-- AIM OF THE EXERCISE --
Each line of the listing below containing the word "last" should be returned.

-- ENTRIES SHOWN --
PR #166, opened 2019-10-09
Feature/test mutually exclusive ranges

clrcrl:
Test failing because of [this issue](https://github.com/fishtown-analytics/dbt/issues/1817). Will wait for that fix rather than working around the issue.


README.md
```diff
@@ -231,6 +231,49 @@ models:
...
+version: 2
+
+models:
+  # test that age ranges do not overlap
+  - name: age_brackets
+    tests:
+      - dbt_utils.mutually_exclusive_ranges:
+          lower_bound_column: min_age
+          upper_bound_column: max_age
+          collectively_exhaustive: true
```
clrcrl: Is collectively exhaustive the right word here?

jthandy:
@drewbanin I'm not going to be able to look at this for like another week. Any chance you're able to help out here? Sorry, I know I'm useless right now.

README.md
```diff
@@ -231,6 +231,49 @@ models:
...
+* `partition_by` (optional): If a subset of records should be mutually exclusive
+(e.g. all periods for a single subscription_id are mutually exclusive), use this
+argument to indicate which column to partition by. `default=none`
+* `collectively_exhaustive` (optional): True if the upper bound of one row should
+be the lower bound of the next row. `default=false`
+
+**Understanding `collectively_exhaustive`:**
+Take the example of subscriptions, where a customer can only have one subscription
+at a time. This customer may have periods where they _do not_ have any active
+subscription, in which case the ranges would not overlap, but they might.
```
drewbanin: > but they might.

i think this could be reworded for clarity

README.md
drewbanin: in the docs below, you write:
> (i.e. there are gaps)

What do you think about `allow_gaps`? That would be the converse of what this flag currently does, but I think it would be pretty clear!

macros/schema_tests/test_mutually_exclusive_ranges.sql
```diff
@@ -0,0 +1,57 @@
...
+    select * from calc
+    where (
+        -- lower_bound should always be before upper_bound
+        not(lower_bound < upper_bound)
+
+        -- upper_bound should always be before/the same as the next lower_bound
+        -- (coalesce it to handle null cases for the last record)
+        or not(
+            coalesce(
+                upper_bound {{ collectively_exhaustive_operator }} next_lower_bound,
```
drewbanin: what happens if `next_lower_bound` is `null`? Should that be an error here, or should users implement not_null tests on these columns too?

macros/schema_tests/test_mutually_exclusive_ranges.sql
```diff
@@ -0,0 +1,57 @@
...
+            {{ partition_clause }}
+            order by {{ lower_bound_column }}
+        ) as next_lower_bound
+
+    from {{ model }}
+
+),
+
+validation_errors as (
+    -- we want to return records where our assumptions are NOT true, so we'll use
```
drewbanin: is this correct? It seems like you did the opposite of this in the code below! I think it would make sense to put one big `not` around the entire predicate

macros/schema_tests/test_mutually_exclusive_ranges.sql
```diff
@@ -0,0 +1,57 @@
...
+    -- the `not` function here so we can write our assumptions nore cleanly
+    select * from calc
+    where (
+        -- lower_bound should always be before upper_bound
+        not(lower_bound < upper_bound)
```
drewbanin: if `lower_bound` or `upper_bound` are `null` here, then this will evaluate to `not(null)` which will be `null`, and the row will be excluded from the `select` results. This is sensible for the first and last record in the partition, but outside of these specific places, it could represent an error that may be worth catching in this particular test.

clrcrl: Fixed!

macros/schema_tests/test_mutually_exclusive_ranges.sql
clrcrl: Rewrote this to make it cleaner

clrcrl:
A few other things:
1. Is `mutually_exclusive` the right term here? Is it known enough? Should we call it `non_overlapping_ranges` instead?
2. I thought about getting extremely persnickety and implementing three operators, i.e.:
```
gaps:not_allowed --> lower_bound  = previous_upper_bound
gaps:allowed     --> lower_bound <= previous_upper_bound
gaps:required    --> lower_bound <  previous_upper_bound
```
example of `gaps:not_allowed`:
| lower_bound | upper_bound | 
|-------------|-------------| 
| 0           | 1           | 
| 1           | 2           | 
| 2           | 3           | 


example of `gaps:allowed`
| lower_bound | upper_bound | 
|-------------|-------------| 
| 0           | 1           | 
| 2           | 3           | 
| 3           | 4           | 

example of `gaps:required`
| lower_bound | upper_bound | 
|-------------|-------------| 
| 0           | 1           | 
| 1           | 2           | 
| 3           | 4           | 


There's probably a better way to express that, not sure if it's worth implementing. I can imagine date ranges where you actually want things to not overlap so you don't have a fan out in any downstream joins, but 🤷‍♀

-- THE ANSWER --
+        -- (coalesce it to handle null cases for the last record)
drewbanin: if `lower_bound` or `upper_bound` are `null` here, then this will evaluate to `not(null)` which will be `null`, and the row will be excluded from the `select` results. This is sensible for the first and last record in the partition, but outside of these specific places, it could represent an error that may be worth catching in this particular test.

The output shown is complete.